The way in which DNA strands and staples combine to form increasingly complex structures can be seen as both predictably obvious and confusing. DNA is a useful construction material because of the predictable way its base pairs join together. Its nucleotide bases Adenine (A), Guanine (G), Cytosine (C), and Thymine (T) form complementary A-T or C-G bonds, which means pairing staple DNA sequences in the right order to match a specific region of the template strand will produce predictable bonds that then produce shapes. Sections that are designed to bind together are given complementary sequences; other sections are given sequences that are as different as possible to minimize unintended interactions. What’s less obvious is how and why the stapled strands fold in sequence into well-formed shapes rather than just collapsing or mis-folding.

'Even the process of creating relatively simple DNA origami shapes produces a certain amount of mis-folded shapes,' Bath notes. 'As DNA origami structures get more sophisticated the technique becomes less reliable, and we end up with more mis-folded or tangled shapes that have to be separated out from the well-folded shapes we want to produce. If we want to fix this then we need to understand the folding. If we can fix it then we can continue to make increasingly sophisticated structures by guiding the folding pathways towards well-folded shapes and steer the system from becoming trapped in mis-folded shapes.'

This folding pathway is what Bath and his colleagues have investigated in a paper just published in Nature. Their goal, he emphasises, was not to make a 'new and improved' DNA origami structure but to design a system that would help to understand the mechanism that makes DNA origami fold in the way that it does. 'Often the first step towards understanding a system is to try and break it,' he explains, 'so we designed a DNA origami that has a handful of well folded-shapes but an overwhelmingly large number of misfolded states to trap the system.'

Remarkably, rather than breaking the DNA folding mechanism, Bath’s experiment still produced a surprising number of well-folded shapes.

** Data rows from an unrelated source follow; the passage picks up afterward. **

PR #451, opened 2021-03-15
feat(npm-scripts): add a shim for npm's `process` to webpack federation build

izaera:
We need this to be able to build the portal without `frontend-js-node-shims` (see [LPS-128668](https://issues.liferay.com/browse/LPS-128668))

Tested in local `ant all`

### DIFF
--- a/projects/npm-tools/packages/npm-scripts/package.json
+++ b/projects/npm-tools/packages/npm-scripts/package.json
@@ -61,6 +61,7 @@
 		"minimist": "^1.2.0",
 		"path-browserify": "^1.0.1",
 		"prettier": "^2.1.2",
+		"process": "^0.11.10",
 		"react": "*",
 		"react-dom": "*",
 		"react-test-renderer": "*",
--- a/projects/npm-tools/packages/npm-scripts/src/webpack/createFederationConfig.js
+++ b/projects/npm-tools/packages/npm-scripts/src/webpack/createFederationConfig.js
@@ -137,6 +137,7 @@ module.exports = async function () {
 		resolve: {
 			fallback: {
 				path: require.resolve('path-browserify'),
+				process: require.resolve('process/browser'),
 			},
 			plugins: [createWebpackSoyResolver()],
 		},
--- a/yarn.lock
+++ b/yarn.lock
@@ -12276,6 +12276,11 @@ process-nextick-args@^2.0.0, process-nextick-args@~2.0.0:
   resolved "https://registry.yarnpkg.com/process-nextick-args/-/process-nextick-args-2.0.1.tgz#7820d9b16120cc55ca9ae7792680ae7dba6d7fe2"
   integrity sha512-3ouUOpQhtgrbOa17J7+uxOTpITYWaGP7/AhoR3+A+/1e9skrzelGi/dXzEYyvbxubEF6Wn2ypscTKiKJFFn1ag==
 
+process@^0.11.10:
+  version "0.11.10"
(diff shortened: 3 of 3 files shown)


wincent (approved):
My feeling about adding another dependency:

sobbing

The main usage we have in our own code is `process.env.NODE_ENV === 'whatever'` checks, which should get rewritten by Babel to `true`/`false` and dead-code-stripped as appropriate (I sure hope that's still working under webpack federation, right — can you confirm?), but I believe some naughty modules we depend on do use `process` for other purposes. 😢

`#SullenApproval`

izaera:
I added that because `process` is still used in the webpack build (at least in development mode). I suppose webpack knows how to prune the `if` but not that it can remove the whole `import`.

In any case, sooner or later, we will need to add this for external users, so.... :shrug: 

Maybe we can revisit it then, to let it be configured from outside of `npm-scripts` but even if we do that, we will still need to add `process` to `liferay-portal`, so there's no way to escape from this unless we stop using `process`.

If it makes you happy think that there are many dependencies out there that already assume that `process`, `util`, even `fs` :scream: will be shimmed by webpack so they don't put too much effort in removing them for browser builds :roll_eyes:

izaera:
> I suppose webpack knows how to prune the if but not that it can remove the whole import.

This is because even if babel loader prunes the if, the `require('process')` would still be present in the header of the pruned file and webpack will fail to find it, though we may need to look at this in more detail because in theory it should be feasible to detect that the require is not needed either.

However, we needed `frontend-js-node-shims` before, so I guess webpack/babel didn't remove the `require` before, either.

izaera:
OK, I was referring to [this](https://github.com/liferay/liferay-portal/blob/master/modules/apps/frontend-js/frontend-js-react-web/src/main/resources/META-INF/resources/js/index.es.js#L26) and I see know why it is not pruned :-(

The rest of the projects don't complain about it.

izaera:
I have created https://issues.liferay.com/browse/LPS-129187 to delegate the shims to the project (that way we may get rid of this dep in `npm-scripts` and put it just in `frontend-js-react-web` if we want to centralize the hack). However I won't do the LPS nor the configuration yet because I want to continue migrating better than polishing the nuances of the build process.

wincent:
> OK, I was referring to [this](https://github.com/liferay/liferay-portal/blob/master/modules/apps/frontend-js/frontend-js-react-web/src/main/resources/META-INF/resources/js/index.es.js#L26) and I see know why it is not pruned :-(

Yeah, I know about that one (I added it, after days of fighting with ReactDND... total nightmare getting that to work with v2 of our build/bundling infra.)

izaera:
I'm merging this, as I will need to send another PR to fix the regression with `frontend-js-metal-web`

jbalsas:
Hey @izaera, I'm not convinced about this move. 

On one hand, sure, we'd love to get rid of `frontend-js-node-shims` but on the other I'm afraid of how this will interact with everything else we have and feels like we already have too many moving parts at the moment.

I would expect that instead of adding a whole `process` fallback, we added the proper transforms so that our code would not depend on it, similar to what we do with `process.env`. I'd prefer to have a closer look at what are we using `process` for and avoid shimming it at all if possible.

Also, this close to our first release, maybe we can live with the old module in there to avoid adding unnecessary instability.

jbalsas:
Going to close here in line with other cleanup we're doing in preparation for GA1 and shifting focus towards other tasks for a little bit 😘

The result, he says, demonstrates the existence of folding pathways that steer the system towards well-folded shapes through a vast folding landscape littered with traps. ‘In any given experiment, we observe a mixture of well-folded shapes, some shapes more abundant than others,’ he explains. ‘The mixture serves as a record of events that take place along the folding pathway, it we tweak the folding pathway then the distribution of shapes that we observe will change.’

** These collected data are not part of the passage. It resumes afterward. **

PR #454, opened 2021-03-17
fix: don't treat ourselves as a valid import

izaera:
This is needed since we allowed to inherit the base configuration from the liferay-portal project in
npm-scripts.

This is because now we don't have a way to disable the inherited imports other than setting them
to false one by one. But that makes it very difficult to configure projects, because if we add a new
import to the base config, we need to check all other projects one by one.

With this change, we can use the same base config in all projects without making the build fail
because a project excludes itself from the JAR because the bundler thought it was imported
(rather than the project being built).

Example: the [current base npm-scripts config](https://github.com/liferay/liferay-portal/blob/8cf1bfb038cd72870018de6b9f37c082b71e4519/modules/npmscripts.config.js#L32) in portal imports react from frontend-js-react-web and that makes bundler think that it shouldn't include react inside frontend-js-react-web JAR :roll_eyes: .

A way to fix that would be creating this npmscripts.config.js file in `frontend-js-react-web`:

```javascript
module.exports = {
	build: {
		bundler: {
			config: {
				imports: {
				  "@liferay/frontend-js-react-web": false,
...
```

But that's ugly and doesn't scale well because if we add a new import for an existing project we need to remember to modify the existing project. This, in addition to being error prone, may be quite hard to debug so better avoid it with this fix.

### DIFF
--- a/maintenance/projects/js-toolkit/packages/liferay-npm-bundler-plugin-exclude-imports/src/__tests__/index.test.js
+++ b/maintenance/projects/js-toolkit/packages/liferay-npm-bundler-plugin-exclude-imports/src/__tests__/index.test.js
@@ -25,6 +25,9 @@ it('empties files when package is listed in imports', () => {
 			},
 			config: {},
 			log: new PluginLogger(),
+			rootPkgJson: {
+				name: 'root',
+			},
 		},
 		{
 			files,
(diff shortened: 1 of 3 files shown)


izaera:
Going to merge this to make a release for portal, given the urgency.

Since the fix makes a lot of sense I don't expect it to break any build out there. In other words, I can't think of any situation where one would want to exclude its own dependencies from the JAR when it is him who's providing them according to the config.

jbalsas:
treatyoself

wincent:
Well, I'm glad you figured out how to do this. (I would probably have needed 3 days to come up with the same change.)

jbalsas:
If I'm reading this correctly... can we now get rid of all those `.npmbundlerrc` files once we get to `liferay-portal`?

We currently have `29` of those and like `11` of `npmscripts.config.js`. Seeing as the latter has a `bundler` key... please tell me we can at least remove one 🙏

izaera:
> can we now get rid of all those .npmbundlerrc files 

Not really, but in any case, I have created https://issues.liferay.com/browse/LPS-129367 and https://github.com/liferay/liferay-frontend-projects/issues/457 to address it :+1:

The DNA base sequences of the staples can bind to the template strand in more than one location, giving different folding sequences.

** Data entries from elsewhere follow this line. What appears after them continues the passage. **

Issue #386, opened 2021-01-25
Update the no-metal-plugin eslint rule to reflect that 7.4 code should not make use of metal modules


dsanz:
### Issue type (mark with `x`)

-   [ ] :thinking: Question
-   [ ] :bug: Bug report
-   [ ] :gift: Feature request
-   [x] :woman_shrugging: Other

### Description
Some time ago we started to [deprecate metal modules](https://issues.liferay.com/browse/LPS-96715). More recently, we started to [remove metal-dom usages](https://issues.liferay.com/browse/LPS-122383), and now we're [removing all usages of metal](https://issues.liferay.com/browse/LPS-124481) in DXP. This should lead to a deprecation of all metal modules during 7.4 release cycle.

In practise, this means that any developer who uses metal modules in their code should be warned of this deprecation process when building their modules.

**Desired behavior:**
The `no-metal-plugins` preset includes information about all metal modules, in a similar way as it does currently for a few of them. Documentation about the preset is updated.

**Current behavior:**
The `no-metal-plugins` preset includes information about some metal modules as part of the [LPS-96715](https://issues.liferay.com/browse/LPS-96715) deprecation effort

**Repro instructions (if applicable):**

**Other information (environment, versions etc):**
This updated preset shall be used for modules targeting DXP 7.4 as the most recent tasks dealing with usage removals will take effect in that release. It can be used in current master too.
For older releases (7.3 and 7.2), current preset has to be kept.

This task might need to wait till all usage removal tasks are done so that it can provide the proper explanation messages.

wincent:
For the lazy, [here is the list of packages](https://github.com/liferay/liferay-frontend-projects/blob/6252b50e2082f30c6f438cf59a1b2b17d1b1e0b3/projects/eslint-config/plugins/portal/lib/rules/no-metal-plugins.js#L6-L17) we currently lint against in the `no-metal-plugins` rule.

The change should be pretty easy then:

- Add any additional plugins we want to blacklist to the rule.
[...]

PR #456, opened 2021-03-17
feat(eslint-config)!: add several packages to the no-metal-plugin eslint rule

kresimir-coko:
Fixes https://github.com/liferay/liferay-frontend-projects/issues/386

Hey crew, first time doing something like this so please let me know if I missed something or done something wrong, but here's what I've done.

- added `affix`, `position`, and `throttle` and others to the list of deprecated modules. There are leftover modules but they're still used
- fixed the warning text of `keyboard-focus`. I couldn't find our own implementation, other than `useKeyboardNavigation` but that one didn't look the same, so just referenced a default focus behaviour
- added tests for the new deprecated modules

## Notes: 
- It wasn't clear to me if I'm supposed to go to do what @wincent mentioned in https://github.com/liferay/liferay-frontend-projects/issues/386#issuecomment-766996855 - the 7.2 and 7.3 config update
- `metal-isomorphic` is like a testing library it seems, so not sure what to do about that one
- `metal-pagination` is a component with UI, so not sure what to do about that one
- `metal-router` is a Metal variant of the React Router, do we recommend people to use that one, or something else, not sure
- `metal-toggler` is a component with UI, same as pagination
- `metal-web-component` is a specific case too, not sure what to do with it either

### DIFF
--- a/projects/eslint-config/plugins/portal/lib/rules/no-metal-plugins.js
+++ b/projects/eslint-config/plugins/portal/lib/rules/no-metal-plugins.js
@@ -4,14 +4,24 @@
  */
 
 const DEPRECATED_MODULES = [
+	'metal-affix',
 	'metal-ajax',
+	'metal-anim',
 	'metal-aop',
+	'metal-assertions',
 	'metal-clipboard',
 	'metal-debounce',
+	'metal-dom',
+	'metal-key',
 	'metal-keyboard-focus',
+	'metal-multimap',
+	'metal-path-parser',
+	'metal-position',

The experiment reveals that there are rules that govern the folding of DNA origami – if these rules are incorporated into future designs then they should make the production of complex DNA structures more successful. But the goal of the experiment wasn't just about improving DNA origami structures, but understanding them. 'Simple DNA origami folds well, so from a technology point of view, there is no problem,' says Bath. 'But from a science point of view there is a problem – we do not understand how it works and we would like to understand.'

'For me, the motivation comes from looking at biological systems: they are full of molecular machines –machines that read and copy information, join and break molecules, shuttle cargo from one place to another and so on. At least in principle, there is no reason why we should not be able to build our own machines to tackle similar tasks but this is a tall task and we’ll have to start simple. DNA nanotechnology (of which DNA origami is a subset) offers a realistic route towards the design and construction of molecular machines. If we are serious about achieving those ambitious goals then we need to understand what we are doing.'

The full report in the journal Nature is co-authored by Katherine Dunn, Jon Bath, Andrew Turberfield, Tom Ouldridge, Frits Dannenberg and Marta Kwiatkowska from Oxford University.